Saved entries

Issue #1176, opened 2026-06-16
Searching an AKA name must list the original author


Kedryn:
### Pre-flight

- [x] I searched existing issues and this isn't a duplicate
- [x] I checked the [roadmap](https://github.com/vavallee/bindery/blob/main/docs/ROADMAP.md) and this isn't already planned

### Problem

Searching "Cassandra Clare" in my library does not show the author
if i try to add it, Bindery tells me that she is already in author list. 
Following the link, i get to the Holly Black page.

### Proposed solution

searching must include also aka names.

Issue #805, opened 2026-05-24
Use Hardcover series refs during list sync


magrhino:
## Pre-flight

- [x] I searched existing issues and this isn't a duplicate
- [x] I checked the [roadmap](https://github.com/vavallee/bindery/blob/main/docs/ROADMAP.md) and this isn't already planned

## Problem

Hardcover list sync currently creates wanted author/book rows from synced Hardcover lists, but it does not appear to preserve Hardcover series references into Bindery's local series relationships. The Series page has strong Hardcover-backed matching, linking, diffs, and missing-book fill, but books imported through list sync can arrive without automatic series membership even when Hardcover has enough series context.

That means a user can sync a well-curated Hardcover list and still need a separate manual series-linking pass before Bindery can use those books for local series views and next-in-series recommendations.

## Proposed solution

When a Hardcover list sync creates or finds a book, preserve any `models.Book.SeriesRefs` supplied by the Hardcover client and link those refs through the existing series repository flow. If the list payload is too lightweight to include useful series refs, expand the Hardcover list/shelf queries to include the relevant featured-series or book-series data before creating the local row.

Implementation shape could be:

- pass a `SeriesRepo` dependency into `internal/hardcoverlistsyncer`
- reuse the existing series create/link behavior used by rebind or metadata ingestion paths
- skip excluded or duplicate books the same way list sync already does
- keep this best-effort so a failed series link does not block the book import

I can take this on if the maintainer wants it.

## Alternatives considered

Leaving series enrichment to the Series page keeps list sync simpler, but it loses useful Hardcover metadata at the point where Bindery already has a confident Hardcover source record.

## Additional context

This is intended as a metadata-enrichment improvement, not a change to list sync semantics or monitoring behavior.

PR #1224, opened 2026-06-21
fix(hardcoverlistsyncer): dedup authors by normalized name in list sync (#1223)

### LINKED ISSUE #1223: Hardcover import-list sync dedups by foreign_id only, creating parallel author + book rows for already-owned library items
## Source

Discord report from cleb (2026-06-20, Bindery v1.21.0). A Hardcover list added as an Import List created ~140 duplicate books on a library that was already populated via the ABS importer (201 audiobooks, clean). ~143 dupes were books already owned, split across ~39 authors that each ended up with two author rows.

## Root cause (confirmed in code)

`internal/hardcoverlistsyncer/syncer.go` matches **purely by `foreign_id`**, for both books and authors, with no name normalization and no name-based fallback.

**Books** (`syncList`, ~line 190):
```go
existing, _ := s.books.GetByForeignID(ctx, book.ForeignID)
if existing != nil { /* skip */ }
```
`book.ForeignID` is the Hardcover ID. A book imported via ABS/OpenLibrary has no Hardcover ID, so every list book looks new and gets a fresh `wanted` row regardless of what's already owned.

**Authors** (`ensureAuthor`, ~line 277):
```go
existing, err := s.authors.GetByAnyForeignID(ctx, book.Author.ForeignID)
```
`GetByAnyForeignID` (`internal/db/authors.go:284`) resolves the canonical `foreign_id` then the `author_identifiers` alias table **by exact value only**. Existing authors carry OpenLibrary IDs; Hardcover hands out `hc:` IDs; they only match if the existing author already has the `hc:` ID recorded as an alias. Otherwise a second author row is created. (Spacing/punctuation in the name — "George R. R. Martin" vs "George R.R. Martin" — isn't even the trigger; the IDs just never line up.)

## Impact

- Pointing an HC import list at any library populated by a different provider (ABS, Calibre, OL) duplicates every owned book, and splits any author not already cross-linked.
- The only existing remedy is per-author relink-upstream (`/author/{id}/relink-upstream`), which preserves the old `foreign_id` as an alias so future syncs match — but it's one author at a time and flips that author's metadata provider to Hardcover. Not viable for tens of authors.
- cleb's workaround was manual SQLite: normalize names (strip spaces/periods, lowercase), merge the `hc:` author into the OL author, reassign books, delete empty rows, then diff remaining `wanted` titles against the ABS library to catch title-variant dupes.

## Proposed scope

Before creating a new author or book row during list sync, fall back past exact `foreign_id`:

1. **Author match fallback:** when `GetByAnyForeignID` misses, try a normalized-name lookup (strip/condense whitespace and periods, casefold, compare against `sort_name`/name). On a confident hit, attach the Hardcover `foreign_id` to the existing author as an alias (`UpsertAuthorIdentifier`) instead of inserting a new row. This is the same normalization the importer's author matcher already does (`internal/importer/authormatch_test.go`) — list sync should reuse it rather than reinvent.
2. **Book match fallback:** when `GetByForeignID` misses, try matching an existing owned book by normalized (author, title) before creating a `wanted` row, so list sync reconciles against the library instead of duplicating it. Title-variant handling (subtitle/edition suffixes like "Part 1: Steel and Snow") is the hard part and may warrant its own follow-up.

## Related

- #1176 (searching an AKA name should list the original author) — same cross-provider-author-identity theme, different surface.
- #805 (Hardcover series refs during list sync) — adjacent list-sync work.

🤖 Filed via Claude Code after reproducing the cause in the syncer source.

AmSach:
Fixes #1223.

## Summary

When syncing a Hardcover import list against a library populated by another metadata provider (ABS / OpenLibrary), `ListSyncer.ensureAuthor` only matched authors by `GetByAnyForeignID` — which compares the Hardcover foreign_id against the canonical `foreign_id` and the `author_identifiers` alias table. Both lookups miss for libraries populated by a non-Hardcover provider: ABS books have no Hardcover ID, OpenLibrary authors carry `OL-` IDs that Hardcover does not hand out, and no alias has been written yet.

The result: every Hardcover list book created a fresh `wanted` row and a duplicate author row. On the affected library this produced ~140 duplicate books and ~39 split authors (per the issue's Discord report from cleb).

## What changed

`internal/hardcoverlistsyncer/syncer.go`

- **`ensureAuthor`** now tries a second lookup before falling through to `Create`. After `GetByAnyForeignID` returns nil, it calls the new `findExistingAuthorByName`, which scans `authors.List` and matches by a normalized-name key. On a hit, the Hardcover foreign_id is attached as an alias via `UpsertAuthorIdentifier` so subsequent list syncs take the cheap path (step 1) directly.
- The new fallback is best-effort: if the alias attach fails the syncer still reuses the matched author for this sync (logged at warn) and retries the attach on the next sync. The existing race-handling path (UNIQUE / `ErrAuthorIdentifierConflict`) is preserved.
- **`findExistingAuthorByName`** is a small helper scoped to this package. The lookup is linear over `List()` — acceptable here because list sync is a scheduled batch job (not request-path) and the author table is bounded by a single user's library. If the author table grows beyond comfortable, this should move to a SQL `LIKE` / `LOWER(...)` query on the author repo; flagged with a doc comment.
- **`normalizeAuthorName`** produces a canonical key: lowercased, periods / commas / semicolons / colons stripped, runs of whitespace condensed. `George R. R. Martin`, `George R.R. Martin`, and `george r r martin` all collapse to `george r r martin`. Returns `""` for empty / whitespace-only input so callers can short-circuit.

`internal/hardcoverlistsyncer/syncer_test.go`

- **`TestNormalizeAuthorName`** pins the canonicalization rules — pairs of inputs that must collapse together, plus empty / whitespace / trimming behavior.
- **`TestNormalizeAuthorName_DistinctAuthors`** is the negative guard — names that share a first-name token (`Stephen King` vs `Stephen Hawking`) or have different initials (`George R. R. Martin` vs `George Martin`) must NOT collapse to the same key, otherwise the fallback would incorrectly merge distinct authors.
- **`TestSyncOne_ReusesAuthorByNormalizedName`** is the integration regression test for #1223: seeds an existing `OL-AUTHOR-MARTIN` author, runs SyncOne with a Hardcover book whose author is `George R.R. Martin` (different surface name, no alias), and asserts (a) exactly one author row exists, (b) the book links to the existing author's id, and (c) the Hardcover foreign_id has been attached as an alias.
- **`TestSyncOne_CreatesNewAuthorWhenNoNameMatch`** protects the fallback: when neither foreign_id nor normalized-name match exists, the syncer must still create a fresh author row. Guards against the fallback silently swallowing real new authors.

## Scope

This PR implements the **author** side of the issue's proposed scope (sections 1 in the issue body). It deliberately does NOT touch the **book** side (section 2) for two reasons:

1. The book-deduplication path requires normalized `(author, title)` matching, which is a substantially larger surface (title-variant handling — subtitles, edition suffixes like `Part 1: Steel and Snow`, etc., is called out as "may warrant its own follow-up" in the issue itself).
2. Once the author side is fixed, the duplicate-author rows stop growing, and the existing per-author `/author/{id}/relink-upstream` affordance becomes tractable for the historical row cleanup. Book-side dedup can build on that.

## Tested by

- `go test ./internal/hardcoverlistsyncer/...` — new + existing tests cover the fallback, the positive match, the negative match (no false positives), and the create-new path.
- I cannot run `go build ./...` or `go vet` locally: this repo pins `go 1.25.11` in `go.mod` and the only Go toolchain available in my environment is 1.19. I verified the change with `gofmt -e -d` (clean) and a careful read-through of the diff against the existing patterns in `ensureAuthor` and the import-time author matcher in `internal/importer/`. Maintainers running CI on Go 1.25 will get the actual test signal.

## Related

- #1176 — adjacent cross-provider author identity work (search AKA names).
- #805 — adjacent Hardcover list-sync work (series refs).
- The importer-side author matcher in `internal/importer/scanner.go` already uses a similar `significantAuthorTokens` helper for filename→author reconciliation; this PR deliberately doesn't depend on it (different surface, different normalization rules) but the same shape is intentional.

### DIFF
--- a/internal/hardcoverlistsyncer/syncer.go
+++ b/internal/hardcoverlistsyncer/syncer.go
@@ -303,8 +303,30 @@ func (s *ListSyncer) ensureAuthor(ctx context.Context, book *models.Book) (int64
 			"name", book.Author.Name, "error", matchErr)
 	} else if matched != nil {
 		if err := s.authors.UpsertAuthorIdentifier(ctx, matched.ID, book.Author.ForeignID); err != nil {
-			// Alias attach is best-effort — if it fails we still want to reuse
-			// the matched author for this sync. Next sync will retry.
+			if errors.Is(err, db.ErrAuthorIdentifierConflict) {
+				// Another author already owns this Hardcover foreign_id —
+				// almost certainly via a concurrent sync. Re-fetch the true
+				// owner via the alias table and reuse that author instead of
+				// the one we matched by name, which may be a homonym
+				// (issue #1224 review).
+				owner, ownerErr := s.authors.GetByAnyForeignID(ctx, book.Author.ForeignID)
+				if ownerErr != nil {
+					return 0, fmt.Errorf("resolve author-identifier conflict for %q: %w", book.Author.ForeignID, ownerErr)
+				}
+				if owner == nil {
+					return 0, fmt.Errorf("author identifier conflict for %q but no current owner found", book.Author.ForeignID)
+				}
+				if owner.ID != matched.ID {
+					slog.Info("hardcover list sync: name match lost identifier race; reusing identifier owner",
+						"matchedAuthorID", matched.ID, "matchedName", matched.Name,
+						"ownerAuthorID", owner.ID, "ownerName", owner.Name,
+						"hcForeignID", book.Author.ForeignID)
+				}
+				return owner.ID, nil
+			}
+			// Any other alias-attach failure is best-effort — log and keep
+			// reusing the name-matched author for this sync. Next sync will
+			// retry.
 			slog.Warn("hardcover list sync: failed to attach Hardcover alias to existing author",
 				"existingAuthorID", matched.ID, "name", matched.Name, "hcForeignID", book.Author.ForeignID, "error", err)
 		} else {
@@ -336,12 +358,16 @@ func (s *ListSyncer) ensureAuthor(ctx context.Context, book *models.Book) (int64
 	return author.ID, nil
 }
 
-// findExistingAuthorByName scans the existing authors and returns the first
-// one whose name or sort_name normalizes to the same value as the candidate's
-// Name. Returns nil with no error when no match is found. The scan is linear
-// over List(); acceptable here because list sync is a scheduled batch job
-// (not request-path) and the author table is bounded by a single user's
-// library.
+// findExistingAuthorByName scans the existing authors and returns the
+// unique author whose name or sort_name normalizes to the same value as the
+// candidate's Name. Returns nil with no error when no match is found OR
+// when the match is ambiguous (two or more distinct authors normalize to
+// the same key) — merging homonyms silently is the failure mode flagged in
+// issue #1224's review, so an ambiguous match falls through to create-new.
+//
+// The scan is linear over List(); acceptable here because list sync is a
+// scheduled batch job (not request-path) and the author table is bounded
+// by a single user's library.
 func (s *ListSyncer) findExistingAuthorByName(ctx context.Context, candidate *models.Author) (*models.Author, error) {
 	if candidate == nil || strings.TrimSpace(candidate.Name) == "" {
 		return nil, nil
@@ -355,13 +381,35 @@ func (s *ListSyncer) findExistingAuthorByName(ctx context.Context, candidate *mo
 	if err != nil {
 		return nil, fmt.Errorf("list authors for name match: %w", err)
 	}
+	var matches []*models.Author
 	for i := range all {
 		a := &all[i]
 		if normalizeAuthorName(a.Name) == target || normalizeAuthorName(a.SortName) == target {
-			return a, nil
+			matches = append(matches, a)
 		}
 	}
-	return nil, nil
+	switch len(matches) {
+	case 0:
+		return nil, nil
+	case 1:
+		return matches[0], nil
+	default:
+		// Ambiguous: multiple distinct authors collapse to the same
+		// normalized key. Refuse to merge them — a real "Stephen King"
+		// and a real "Stephen Hawking" must not be collapsed just because
+		// some future bug drops the surname. Log the candidates and fall
+		// through to create-new.
+		names := make([]string, 0, len(matches))
+		for _, m := range matches {
+			names = append(names, m.Name)
+		}
+		slog.Warn("hardcover list sync: ambiguous normalized-name match; creating new author instead of merging",
+			"candidateName", candidate.Name,
+			"candidateForeignID", candidate.ForeignID,
+			"candidateCount", len(matches),
+			"candidateNames", names)
+		return nil, nil
+	}
 }
 
 // normalizeAuthorName produces a canonical form suitable for author-identity
--- a/internal/hardcoverlistsyncer/syncer.go
+++ b/internal/hardcoverlistsyncer/syncer.go
@@ -269,6 +269,17 @@ func (s *ListSyncer) hydrateHardcoverEditions(ctx context.Context, book *models.
 
 // ensureAuthor looks up the author by foreign ID, creating a minimal record if
 // missing. Returns the author's database ID.
+//
+// Lookup order:
+//  1. Primary foreign_id or alternate identifier match via GetByAnyForeignID.
+//  2. Normalized-name match against existing authors. When a confident hit is
+//     found, the Hardcover foreign_id is attached as an alias via
+//     UpsertAuthorIdentifier so future list syncs hit step 1 directly.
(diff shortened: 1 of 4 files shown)


magrhino:
Hey I worked on a lot of this hardcover and abs logic so gave your pr a quick review pass.  I think the PR is addressing a real gap: Hardcover list sync currently only matches authors by Hardcover foreign ID / alias, so a library seeded from ABS or OpenLibrary can absolutely create duplicate authors when the HC ID is not already known.

I would hold off merging this exact implementation, though. The name fallback needs two guardrails before it is safe to use for automatic aliasing.

### [P1] Do not attach the HC alias when the normalized name match is ambiguous

`internal/hardcoverlistsyncer/syncer.go`

`findExistingAuthorByName` returns the first author whose `Name` or `SortName` normalizes to the target. That is risky in the exact scenario this PR is meant to repair: affected libraries may already have split/duplicate author rows, and more than one row can normalize to the same key. Because `authors.List()` is ordered by `sort_name`, the chosen row is essentially order-dependent, and then `ensureAuthor` attaches the Hardcover ID to that row, making future syncs consistently resolve to it.

Please collect all matching author IDs and only auto-match when there is exactly one unique match. If there are multiple matches, treat it as ambiguous and do not attach the alias automatically. The ABS importer’s author matcher already follows this pattern by returning an ambiguous result instead of picking an arbitrary row.

### [P1] Handle `ErrAuthorIdentifierConflict` in the new alias path

`internal/hardcoverlistsyncer/syncer.go`

In the new fallback path, if `UpsertAuthorIdentifier(ctx, matched.ID, book.Author.ForeignID)` fails, the sync still returns `matched.ID`. That is okay for transient DB/logging failures, but it is incorrect for `db.ErrAuthorIdentifierConflict`: it means some other author already owns this HC foreign ID, likely because another sync attached it after the initial `GetByAnyForeignID` check. In that case this sync can link the book to `matched.ID` while future syncs resolve the same HC ID to the other author.

The create path below already handles this race by re-reading `GetByAnyForeignID`; the fallback path should do the same for `ErrAuthorIdentifierConflict` and return the owner if found, or fail/skip rather than linking to a conflicting author.

Hope this helps!

AmSach:
Thanks for the careful review — both P1s are addressed in `f9db9a8` (pushed to `pr-1224`).

**P1 #1 — ambiguous name match.** `findExistingAuthorByName` now collects every normalized-name match and only reuses the existing author when the result is unique. With two or more distinct authors normalizing to the same key, the syncer logs the candidates and falls through to create-new instead of merging into whichever row `List()` happened to return first.

**P1 #2 — `ErrAuthorIdentifierConflict` on the alias attach.** `ensureAuthor` now distinguishes the conflict case from transient DB errors: on `db.ErrAuthorIdentifierConflict` it re-fetches via `GetByAnyForeignID`, returns the identifier's true owner, and logs the name-vs-identifier mismatch. Transient attach failures still fall back to reusing the name-matched author for this sync and log a warning — same best-effort behaviour as before.

Two regression tests cover both paths and pass under `go test -race`:

- `TestSyncOne_AmbiguousNameMatch_CreatesNewAuthor` — seeds two authors whose normalized names collide and asserts a third author is created with no alias attached to either pre-existing row.
- `TestSyncOne_NameMatchLosesIdentifierRace_ReusesIdentifierOwner` — pre-attaches the HC foreign_id to one author while another is the name match, and asserts the book is linked to the identifier owner, not the name match.

Re review when you have a chance — happy to iterate further if there's another path you want me to harden.

AmSach:
Heads up on the Security workflow failure notification: that alert was from commit `1b74e70` and is already resolved. Latest commit `f9db9a8` plus `9b986f6` (pinned undici >=7.28, @babel/core >=7.29.6) cleared all 9 Security jobs (Secrets Scan, DAST–ZAP Baseline, DAST–ZAP Full, CodeQL, IaC, Container Scan, Helm, SAST, Gitleaks).\n\nThe only remaining red check is `codecov/patch`, which is a coverage threshold, not a security or correctness failure. The new dedup logic in `syncer.go` has 22 dedicated tests covering every branch: normalized-name match, ambiguous-match falls through to create-new, identifier race resolves to the alias owner, conflict owner lookup errors, and generic attach failures fall back gracefully. The patch threshold on this repo is tight — happy to bump the patch coverage in a follow-up if maintainers prefer, but functionally the PR is ready.\n\nClosing the loop on the email notification — no further action needed on the Security side.

vavallee:
Superseded by #1241, which reconciles both authors and books against the library (this PR dedups authors only). Closing in favor of the broader fix shipping in v1.22.1.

**Prompt**: The entries above hold a line with "### [P1] Handle" and a later line with "either pre-existing row.". Write out exactly those lines and all lines between, nothing more.

**Answer**:
### [P1] Handle `ErrAuthorIdentifierConflict` in the new alias path

`internal/hardcoverlistsyncer/syncer.go`

In the new fallback path, if `UpsertAuthorIdentifier(ctx, matched.ID, book.Author.ForeignID)` fails, the sync still returns `matched.ID`. That is okay for transient DB/logging failures, but it is incorrect for `db.ErrAuthorIdentifierConflict`: it means some other author already owns this HC foreign ID, likely because another sync attached it after the initial `GetByAnyForeignID` check. In that case this sync can link the book to `matched.ID` while future syncs resolve the same HC ID to the other author.

The create path below already handles this race by re-reading `GetByAnyForeignID`; the fallback path should do the same for `ErrAuthorIdentifierConflict` and return the owner if found, or fail/skip rather than linking to a conflicting author.

Hope this helps!

AmSach:
Thanks for the careful review — both P1s are addressed in `f9db9a8` (pushed to `pr-1224`).

**P1 #1 — ambiguous name match.** `findExistingAuthorByName` now collects every normalized-name match and only reuses the existing author when the result is unique. With two or more distinct authors normalizing to the same key, the syncer logs the candidates and falls through to create-new instead of merging into whichever row `List()` happened to return first.

**P1 #2 — `ErrAuthorIdentifierConflict` on the alias attach.** `ensureAuthor` now distinguishes the conflict case from transient DB errors: on `db.ErrAuthorIdentifierConflict` it re-fetches via `GetByAnyForeignID`, returns the identifier's true owner, and logs the name-vs-identifier mismatch. Transient attach failures still fall back to reusing the name-matched author for this sync and log a warning — same best-effort behaviour as before.

Two regression tests cover both paths and pass under `go test -race`:

- `TestSyncOne_AmbiguousNameMatch_CreatesNewAuthor` — seeds two authors whose normalized names collide and asserts a third author is created with no alias attached to either pre-existing row.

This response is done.